Metadata-Version: 2.1
Name: pytesstrain
Version: 0.1.1
Summary: Collection of utilities for Tesseract OCR training
Home-page: https://github.com/wincentbalin/pytesstrain
Author: Wincent Balin
Author-email: wincent.balin+pytesstrain@gmail.com
License: Apache License (2.0)
Keywords: Tesseract,OCR,training
Platform: UNKNOWN
Classifier: Development Status :: 3 - Alpha
Classifier: Topic :: Text Processing
Classifier: Environment :: Console
Classifier: License :: OSI Approved :: Apache Software License
Classifier: Operating System :: OS Independent
Classifier: Programming Language :: Python
Classifier: Programming Language :: Python :: 3
Classifier: Programming Language :: Python :: 3.5
Classifier: Programming Language :: Python :: 3.6
Classifier: Programming Language :: Python :: 3.7
Description-Content-Type: text/markdown
Requires-Dist: pytesseract
Requires-Dist: editdistance

# Python utilities for Tesseract OCR training

This module is a collection of different training utilities for [Tesseract OCR](https://github.com/tesseract-ocr/tesseract).
These utilities are also implemented as console scripts, hence they can be run from command line. 

## Utilities

All utilities list their command line switches when run with the switch `--help`.

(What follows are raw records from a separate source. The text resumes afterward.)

PR #758, opened 2021-02-26
🏃 Update pull request template to use /hold per default

sbueringer:
Adjust the pull request template to use /hold per default. Goal is just to avoid accidental instant merges on-/hold. We can always deliberately remove the hold if we really want to merge instantly :).

/hold


jichenjc:
/lgtm

I am ok for this

hidekazuna:
Ok to me.

/hold cancel

PR #765, opened 2021-03-03
WIP:no CI for irrevelant files

jichenjc:

Fixes #

**Release note**:

```release-note

```

/hold

### DIFF
--- a/.zuul.yaml
+++ b/.zuul.yaml
@@ -2,7 +2,15 @@
     name: kubernetes-sigs/cluster-api-provider-openstack
     check:
       jobs:
-        - cluster-api-provider-openstack-current-acceptance-test-v1.18
+        - cluster-api-provider-openstack-current-acceptance-test-v1.18:
+            irrelevant-files:
+              - ^README.md$
+              - ^docs/.*$
+              - ^.*\.md$
+              - ^OWNERS$
+              - ^SECURITY_CONTACTS$
+              - ^.gitignore$
+              - ^.*\.sh$
 
 - job:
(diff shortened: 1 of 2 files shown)


.zuul.yaml
```diff
@@ -2,7 +2,14 @@
     name: kubernetes-sigs/cluster-api-provider-openstack
     check:
       jobs:
-        - cluster-api-provider-openstack-current-acceptance-test-v1.18
+        - cluster-api-provider-openstack-current-acceptance-test-v1.18:
```
sbueringer, line 5: I would really like to replace OpenLab with Prow. 
As soon as I have [this PR](https://github.com/kubernetes-sigs/cluster-api-provider-openstack/pull/759) green and we have the v1alpha4 and this PR merged there is no need to keep OpenLab:

jichenjc: it's different purpose, I want to avoid run CI for non-related test cases..

sbueringer: I know, but I will delete this file in my PR because this file is for OpenLab, it doesn't affect our Prow builds.

jichenjc: ok, I got it , so I can wait for your PR ready then work on that part

sbueringer: Yeah you basically have to do that change in the Prow test-infra repo (where I added the new jobs).
Problem is that Prow does not allow something like this as far as I know. You can say "only run this job when those files change" but you cannot say "don't run this job when only those files change).

sbueringer:
As the .zuul.yaml has been deleted with OpenLab I'll close this PR
/close

PR #773, opened 2021-03-08
✨ pkg/cloud/services/networking/securitygroups.go reimplement reconcilation

### LINKED ISSUE #771: Improve security group reconcilation
/kind feature

Currently the security groups get reconciled by deleting all existing rules and creating all wanted rules if only a single rule does not match (see https://github.com/kubernetes-sigs/cluster-api-provider-openstack/blob/master/pkg/cloud/services/networking/securitygroups.go#L111).

If in future the hardcoded security groups get changed and capo reconciles it will delete and recreate all security group rules which may result in connection drops.

It is possible to create two lists:
* `rulesToCreate` (desired - observed)
* `rulesToDelete` (observed - desired)

And reconcile using them by
* deleting the rules in `rulesToDelete`
* creating the rules in `rulesToCreate`
* return `rulesToCreate + (rules which are in desired and observed)` 

-

<sup>
Christian Schlotter <christian.schlotter@daimler.com>, Daimler TSS GmbH, 
<a href="https://github.com/Daimler/daimler-foss/blob/master/LEGAL_IMPRINT.md">Imprint</a>
</sup>

chrischdi:
Reimplements the security group reconcilation by only creating and/or
deleting the rules desired / not desired instead of deleting all and creating all rules.

Fixes #771 

**Release note**:

```release-note

```

/hold

### DIFF
--- a/pkg/cloud/services/networking/securitygroups.go
+++ b/pkg/cloud/services/networking/securitygroups.go
@@ -453,7 +453,7 @@ func (s *Service) reconcileGroupRules(desired, observed infrav1.SecurityGroup) (
 		}
 	}
 
-	s.logger.V(6).Info("Creating new rules needed for group", "name", observed.Name, "amount", len(rulesToCreate))
+	s.logger.V(4).Info("Creating new rules needed for group", "name", observed.Name, "amount", len(rulesToCreate))
 	for _, rule := range rulesToCreate {
 		r := rule
 		r.SecurityGroupID = observed.ID
@@ -468,7 +468,7 @@ func (s *Service) reconcileGroupRules(desired, observed infrav1.SecurityGroup) (
 	}
 	observed.Rules = reconciledRules
 
-	s.logger.V(6).Info("Deleting rules not needed anymore for group", "name", observed.Name, "amount", len(rulesToDelete))
+	s.logger.V(4).Info("Deleting rules not needed anymore for group", "name", observed.Name, "amount", len(rulesToDelete))
 	for _, rule := range rulesToDelete {
 		s.logger.V(6).Info("Deleting rule", "ruleID", rule.ID, "groupName", observed.Name)
 		err := rules.Delete(s.client, rule.ID).ExtractErr()
--- a/pkg/cloud/services/networking/securitygroups.go
+++ b/pkg/cloud/services/networking/securitygroups.go
@@ -448,6 +448,15 @@ func (s *Service) reconcileGroupRules(desired, observed infrav1.SecurityGroup) (
 		}
 	}
 
+	s.logger.V(4).Info("Deleting rules not needed anymore for group", "name", observed.Name, "amount", len(rulesToDelete))
+	for _, rule := range rulesToDelete {
+		s.logger.V(6).Info("Deleting rule", "ruleID", rule.ID, "groupName", observed.Name)
+		err := rules.Delete(s.client, rule.ID).ExtractErr()
+		if err != nil {
+			return infrav1.SecurityGroup{}, err
+		}
+	}
+
 	s.logger.V(4).Info("Creating new rules needed for group", "name", observed.Name, "amount", len(rulesToCreate))
 	for _, rule := range rulesToCreate {
 		r := rule
@@ -462,15 +471,6 @@ func (s *Service) reconcileGroupRules(desired, observed infrav1.SecurityGroup) (
 		reconciledRules = append(reconciledRules, newRule)
 	}
 	observed.Rules = reconciledRules
-
-	s.logger.V(4).Info("Deleting rules not needed anymore for group", "name", observed.Name, "amount", len(rulesToDelete))
-	for _, rule := range rulesToDelete {
-		s.logger.V(6).Info("Deleting rule", "ruleID", rule.ID, "groupName", observed.Name)
-		err := rules.Delete(s.client, rule.ID).ExtractErr()
-		if err != nil {
-			return infrav1.SecurityGroup{}, err
-		}
-	}
 
 	return observed, nil
 }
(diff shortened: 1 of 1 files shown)


chrischdi:
I had to remove the `RemoteIPPrefix: "0.0.0.0/0",` which at the end has the same result as setting nothing: allow all.

Otherwise the reconcilation is getting a `409` because it would try to create another security group rule which has the same spec.

jichenjc:
recheck

chrischdi:
> recheck

I'll debug it in a local devstack setup. From our environment I can see that the environment does not save the description.

chrischdi:
I was able to fix the issue. By default there are already security group rules inside the security groups which have another description.

Because of that I changed the order to first delete not needed rules and create the new ones afterwards

jichenjc:
reasonable change just curious about following statement, why are we creating an exactly same rule if we know 
it's same, why we will create it? 

```
I had to remove the RemoteIPPrefix: "0.0.0.0/0", which at the end has the same result as setting nothing: allow all.

Otherwise the reconcilation is getting a 409 because it would try to create another security group rule which has the same spec.
```

sbueringer:
/retitle ✨ pkg/cloud/services/networking/securitygroups.go reimplement reconcilation

sbueringer:
> reasonable change just curious about following statement, why are we creating an exactly same rule if we know
> it's same, why we will create it?
> 
> ```
> I had to remove the RemoteIPPrefix: "0.0.0.0/0", which at the end has the same result as setting nothing: allow all.
> 
> Otherwise the reconcilation is getting a 409 because it would try to create another security group rule which has the same spec.
> ```

I think the problem is that the deep equal does not detect that it's the same because the server will return something else compared to what we created before.

sbueringer:
@chrischdi please rebase so that the tests are run against the new v1alpha4 master version

chrischdi:
> > reasonable change just curious about following statement, why are we creating an exactly same rule if we know
> > it's same, why we will create it?
> > ```
> > I had to remove the RemoteIPPrefix: "0.0.0.0/0", which at the end has the same result as setting nothing: allow all.
> > 
> > Otherwise the reconcilation is getting a 409 because it would try to create another security group rule which has the same spec.
> > ```
> 
> I think the problem is that the deep equal does not detect that it's the same because the server will return something else compared to what we created before.

Exactly: on our OpenStack (which is "VMware Integrated OpenStack") the following happens:
* security groups get reconciled
  * rules get created
* security groups get reconciled again later on
  * rules previously created having `RemoteIPPrefix: "0.0.0.0/0"` will get deleted and created again, because the API returns `nil` instead of `0.0.0.0/0`.

I can see the same result when using the openstack cli and checking the output of `openstack security group rule list --debug <secgroup ID>`
  
However: I think the response of the API is still okay, because `nil` will default to `0.0.0.0/0` in the backend according the cli docs:
```
$ openstack help security group rule create | grep -e ' --remote-ip' -A 3
  --remote-ip <ip-address>
                        Remote IP address block (may use CIDR notation;
                        default for IPv4 rule: 0.0.0.0/0, default for IPv6
                        rule: ::/0)
```

It is also ok for me to revert the removal of `0.0.0.0/0` on this PR if you like me to do so :-)

chrischdi:
> @chrischdi please rebase so that the tests are run against the new v1alpha4 master version

rebased to master :-)

chrischdi:
recheck

chrischdi:
Looks like we're hitting the same issues as in #779 , maybe I should wait for #759

chrischdi:
rebased to master again to have gcp based tests

sbueringer (approved):
conformance test green now :)

jichenjc:
recheck

jichenjc:
> 
> 
> > > reasonable change just curious about following statement, why are we creating an exactly same rule if we know
> > > it's same, why we will create it?
> > > ```
> > > I had to remove the RemoteIPPrefix: "0.0.0.0/0", which at the end has the same result as setting nothing: allow all.
> > > 
> > > Otherwise the reconcilation is getting a 409 because it would try to create another security group rule which has the same spec.
> > > ```
> > 
> > 
> > I think the problem is that the deep equal does not detect that it's the same because the server will return something else compared to what we created before.
> 
> Exactly: on our OpenStack (which is "VMware Integrated OpenStack") the following happens:
> 
>     * security groups get reconciled
>       
>       * rules get created
> 
>     * security groups get reconciled again later on
>       
>       * rules previously created having `RemoteIPPrefix: "0.0.0.0/0"` will get deleted and created again, because the API returns `nil` instead of `0.0.0.0/0`.
> 
> 
> I can see the same result when using the openstack cli and checking the output of `openstack security group rule list --debug <secgroup ID>`
> 
> However: I think the response of the API is still okay, because `nil` will default to `0.0.0.0/0` in the backend according the cli docs:
> 
> ```
> $ openstack help security group rule create | grep -e ' --remote-ip' -A 3
>   --remote-ip <ip-address>
>                         Remote IP address block (may use CIDR notation;
>                         default for IPv4 rule: 0.0.0.0/0, default for IPv6
>                         rule: ::/0)
> ```
> 
> It is also ok for me to revert the removal of `0.0.0.0/0` on this PR if you like me to do so :-)

no need, just want to understand the logic here, all good :_)

jichenjc:
wait for zuul job to merge

jichenjc:
@sbueringer looks like we don't want to run openstack/check anymore as the playbook is missing
so we should go ahead merge this and overwrite the failure..

sbueringer:
@jichenjc Yes we have to ignore the OpenLab failures for now. I'll try to remove the OpenLab ASAP after we have the ProwJob on release-0.3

* `rewrap` just rewraps text lines by specified maximal line length
* `create_dictdata` creates all word- and n-gram-lists from a text file, which are translated to DAWGs and added to the traineddata file then
* `language_metrics` creates random texts from supplied wordlist and tests for recognition error rates
* `collect_ambiguities` extracts error-correction pairs from reference-hypothesis pairs and stores them in a JSON file
* `json2unicharambigs` stores specified error-correction pairs from JSON file in a unicharambigs file


## Requirements

This module requires the following modules to work:

* pytesseract (Running Tesseract OCR)
* editdistance (Calculation of error rates)

## Packages

The module is split in several packages. The package `pytesstrain.train` contains the workhorse function
`run_text()`. The package `pytesstrain.cli` contains the utilities you might run at the command line. The package
`pytesstrain.ambigs` contains function around `unicharambigs` file. The package `pytesstrain.text2image` contains
the interface to the `text2image` command from the Tesseract OCR; the interface relies on `pytesseract` module
and is modelled after it as well. The package `pytesstrain.metrics` contains error rate calculations, as well
the interface class `Metrics`. The package `pytesstrain.utils` contains auxiliary functions.